I'm tired and hungry and scared and lonely. That's my excuse. I can't believe what I'm hearing and I proceed to pitch a fit. The receptionist tries to calm me as I yell in the phone, saying things like you have no legal right, and I want to talk to a supervisor, and this feels like One Flew Over the Cuckoo's Nest to people too young to even know what I'm referring to. Finally they ask Elizabeth why she is in foster care and she tells them that she had broken my head. No, I had never abused her. I realize that the horrible treatment I'd received all day—the police, the resident, the deputy, here—all was because they thought I was an abusive mother who had no right to see the child she'd hurt. All these people who are part of the mental health system don't know the difference in a level II home and a DSS foster home. They think she has been taken away from me because I was a bad parent. They still aren't convinced.

But they do let me see her for a few minutes. She touches my name tag with her finger. F-0 she traces. That's her unit name. The 0 looks like a teardrop she says. That's because we're sad, I say. But the F stands for fine, and that's what we'll both be. She nods. I'll be back tomorrow, I say. She nods again.

She's been there a month now. We're lucky; at UNC she would be out in ten days. Here they can keep her longer. Her social worker has a caseload of four; her psychiatrist has a caseload of six. I can't ask for more. They feel she is over medicated and pull her off most of her meds. They feel her diagnoses are not accurate and are intrigued enough to want to find a new one. They are kind enough, but it's a cold place, with lots of locks and rules. I can't even see her room. But at least they no longer think I'm a bad parent.

And so I drive the 54 mile round trip to Butner on a daily basis. I now do all my banking in Butner, and since the dryer died, I dry my laundry here as well.
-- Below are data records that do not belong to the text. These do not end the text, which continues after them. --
PR #336, opened 2020-02-08
eth: Add support for data field

NickeZ:
Transactions to smart contracts typically use the data field. Add
general support for now.

I'm hoping I can reuse the confirm screen additions in the other ETH PR.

I eat most of my meals in the car. I've become preoccupied with finding my way around the little town and I drive back roads while the laundry is in the dryer. I find the even smaller town of Stem and good barbecue and wonderful pie.

If I can't know where we're going, I have to know where we are. And I don't know where we're going and I'm not in a huge hurry to find out although there is a lot of pressure to do so. Events seem out of my hands and I watch with mild interest as people make decisions that they pretend I have a say in.

See, it's not a good story, just a list of unpleasant events. There is no ending, happy or otherwise. There is not even a take-home point. Maybe later.